▶ [AIM OF THE TASK] Copy out the data below, all of it, exactly.

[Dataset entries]

################

PR #1233, opened 2025-01-12
Fix constexpr cmath floor of 1 returning 0 #1232

### LINKED ISSUE #1232: Constexpr cmath floor of 1 is returning 0
`boost::math::ccmath::floor(1.0)` is returning `0.0` instead of `1.0`.
Looks like the issue is [here](https://github.com/boostorg/math/blob/c5d36664fd9a15293ae3b319f71e51138c926b7c/include/boost/math/ccmath/floor.hpp#L36), when it compares the `arg` with `result` (which is `1`) and returns `0` if the `arg >= result`.

yousseflakhal:
### Problem
The `boost::math::ccmath::floor` function incorrectly returns `0.0` for `1.0` in a `constexpr` context.

### Solution
- Fixed the implementation to correctly handle `1.0`.
- Added test cases in `ccmath_floor_test.cpp`.

### Linked Issue
Fixes #1232

### DIFF
--- a/include/boost/math/ccmath/floor.hpp
+++ b/include/boost/math/ccmath/floor.hpp
@@ -33,7 +33,7 @@ inline constexpr T floor_pos_impl(T arg) noexcept
 
     T result = 1;
 
-    if(result < arg)
+    if(result <= arg)
     {
         while(result < arg)
         {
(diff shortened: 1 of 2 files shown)


ckormanyos:
Thanks for pressing on with this.

I just approved this workflow run. We must approve workflow runs for first-time contributions @yousseflakhal.

Let's let this thing run through CI now.

Cc: @mborland and @jzmaddock

mborland (approved):
LGTM Thanks!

################

▶ [TASK RESULT]
PR #1233, opened 2025-01-12
Fix constexpr cmath floor of 1 returning 0 #1232

### LINKED ISSUE #1232: Constexpr cmath floor of 1 is returning 0
`boost::math::ccmath::floor(1.0)` is returning `0.0` instead of `1.0`.
Looks like the issue is [here](https://github.com/boostorg/math/blob/c5d36664fd9a15293ae3b319f71e51138c926b7c/include/boost/math/ccmath/floor.hpp#L36), when it compares the `arg` with `result` (which is `1`) and returns `0` if the `arg >= result`.

yousseflakhal:
### Problem
The `boost::math::ccmath::floor` function incorrectly returns `0.0` for `1.0` in a `constexpr` context.

### Solution
- Fixed the implementation to correctly handle `1.0`.
- Added test cases in `ccmath_floor_test.cpp`.

### Linked Issue
Fixes #1232

### DIFF
--- a/include/boost/math/ccmath/floor.hpp
+++ b/include/boost/math/ccmath/floor.hpp
@@ -33,7 +33,7 @@ inline constexpr T floor_pos_impl(T arg) noexcept
 
     T result = 1;
 
-    if(result < arg)
+    if(result <= arg)
     {
         while(result < arg)
         {
(diff shortened: 1 of 2 files shown)


ckormanyos:
Thanks for pressing on with this.

I just approved this workflow run. We must approve workflow runs for first-time contributions @yousseflakhal.

Let's let this thing run through CI now.

Cc: @mborland and @jzmaddock

mborland (approved):
LGTM Thanks!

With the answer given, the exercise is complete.